Official tallies of HIV/AIDS in the region were much lower than the WHO's estimates, a divergence which Lazzrai put down to under-diagnosis and incomplete reporting.
"The current (WHO) estimate of more than five million HIV infections in Southeast Asia is nearly 18 percent of the global total, while the proportion of reported AIDS cases is less than two percent," he said.
Lazzari said the average time for HIV to develop into full-blown AIDS was around 10 years. This would lead to increased health costs in the region and create a separate problem for health insurers.
"Life insurance premiums are bound to rise with the increasing number of deaths from AIDS," he said.
The cost of treating those suffering from full-blown AIDS could also be very steep, he added.
Estimated lifetime treatment costs of an HIV-infected person in Thailand could be anywhere between $5,000 and $8,000, Lazzari said. New AIDS-combating drugs, such as protease inhibitors, could cost as much as $15,000 to $20,000 a year.

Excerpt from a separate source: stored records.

Issue #1781, opened 2025-02-11
Lack of clear focus indicators and focusable elements on the Notification page


dariiing:
On https://cryptpad.fr/notifications/, elements don't have a clear focus indicator and other buttons are not focusable:

For example: In the **History** section, I can navigate through notifications using the Tab key, but the focus indicator is unclear, it's just a blue line. Additionally, the "Load More History" button is not accessible via keyboard.

![Image](https://github.com/user-attachments/assets/c1bf7e2f-f060-4db5-8362-c5665275790d)

PR #1848, opened 2025-03-28
Improve notification page accessibility, responsiveness and UI

dariiing:
This PR improves the notification page by addressing multiple UI and accessibility issues, closing #1781:
- make all the buttons and clickable elements reachable via keyboard
- enhance responsiveness for smaller screens
- refine notification UI
- add screen reader support
- fix contrast ratio on elements

Tested with NVDA & Axe Core.


www/common/sframe-common-mailbox.js
```diff
@@ -81,8 +81,18 @@ define([
...
+                    title: Messages.user_profile,
+                    'aria-label': Messages.user_profile,
+                    role: 'button'
+                });
                 Common.displayAvatar($(avatar), userData.avatar, userData.displayName || userData.name);
+                $(avatar).keydown(function (e) {
+                    if (e.which === 13 || e.which === 32) {
+                        $(avatar).click();
+                    }
+                });
```
yflory, line 95: You can use `Util.onClickEnter($(avatar), handler, { space: true });` to avoid triggering a click on Enter or Space

customize.dist/src/less2/include/avatar.less
```diff
@@ -26,7 +26,6 @@
 & {
     .avatar_vars();
     &.cp-avatar {
-        overflow: hidden;
```
yflory, line 29: What was the issue with `overflow: hidden`? I can't really see a use-case for having the avatar bigger than its container

www/notifications/inner.js
```diff
@@ -154,6 +161,11 @@ define([
             }
         });
 
+        $(dismissAll).keydown(function (e) {
+            if (e.keyCode === 13 || e.keyCode === 32) {
+                $(dismissAll).click();
+            }
+        });
```
yflory, line 168: Same as before: `Util.onClickEnter`

yflory (changes requested):

yflory (approved):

Sivam Subramaniam, editor of the Asia Insurance Review who organised the conference, said these costs created a huge problem for insurance companies operating in the region.
"Insurance companies have to take safety measures to protect against AIDS, but they must balance this with sensitivity," Sivam said, adding that there was a limit to how far insurers could intrude into someone's personal sexual behaviour.
But Lazzari said that in Asia, people who held insurance policies were normally from rich sectors of society which were not necessarily the groups most at risk from HIV infection.
"Not many people have private insurance in Indonesia. Those that do won't be the most at risk to HIV," he said.